Tecrübeli vatandaşlar anlatıyor

“Tecrübeli vatandaş” başlıklı yazım üzerine çok sayıda mesaj aldım. Bir kısmı “Ne kadar yedin de bunları yazıyorsun” türü suçlamalarla biten hakaretler ki, ben yıllarca “Fethullah’ın gazetesinden kaç para alıyorsun da bunları yazıyorsun” suçlamalarını işitmiş biri olarak, bu tür saldırılara çok alışığım ve açıkçası hiç mi hiç etkilenmiyorum.

Asıl bahsetmek istediğim, “Sözünü ettiğiniz o tecrübeli vatandaş benim” diye başlayan ve bana son aylarda olup bitenleri nasıl yorumladıklarını yazanlar…

İçlerinden bazıları özellikle öğretici. Bugün geriye çekilip köşemi onlara bırakıyorum.
 
Fatin Rüştü Zorlu ve Çiller
 
“Ben, Refik Saydam’ın başbakanlığını hatırlayan ve 1950 öncesinden itibaren politikayı merakla ve dikkatle takip eden (sizin nitelemenizle) tecrübeli bir vatandaşım.

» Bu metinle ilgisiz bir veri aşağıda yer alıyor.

PR #407, opened 2016-07-01
Import Objective-C `id` as Swift `Any`

jckarter:


lattner:
Wow, this proposal is really well done @jckarter.  I'm going to schedule it to start on tuesday.  Let me know if that won't work for you.

jckarter:
Works for me, thanks!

Bütün bu yıllar boyunca yolsuzluk iddiaları ile karşılaştım/karşılaştık. Birçoğu çok inandırıcı idi. İnandım da. Fakat Fatin Rüştü’nün devlet ihalelerinden %10 hisse almasından, Polatkan’ın (galiba adı vinileks olan) ve diğer bütün Demokrat Partililer’in yolsuzluk iddiaları üzerinden bir hükümet darbesi ve Yassıada rezaleti geçmesine rağmen ortaya hiçbir yolsuzluk konulamayınca iddiaları şüphe ile karşılamaya başladım. Hele, Cumhuriyet tarihi boyunca en çok yolsuzluklarla itham edilen Çiller’in, politikadan ayrılmasından, dokunulmazlık zırhından sıyrılmasından sonra kimse hesap sormayınca/soramayınca, herkesin sesi kesilince artık şüphe bile duymuyorum. Adeta gözümün önünde çalsalar bile inanmayacak bir hale geldim. Ve inanıyorum ki geriye dönüp bakabilen pek çok insan benim gibi düşünmektedir.”
 
“Bu defa oy vermeyecektim, vazgeçtim”

 
“Bahsettiğiniz “Tecrübeli vatandaşlar” içine ben de giriyorum.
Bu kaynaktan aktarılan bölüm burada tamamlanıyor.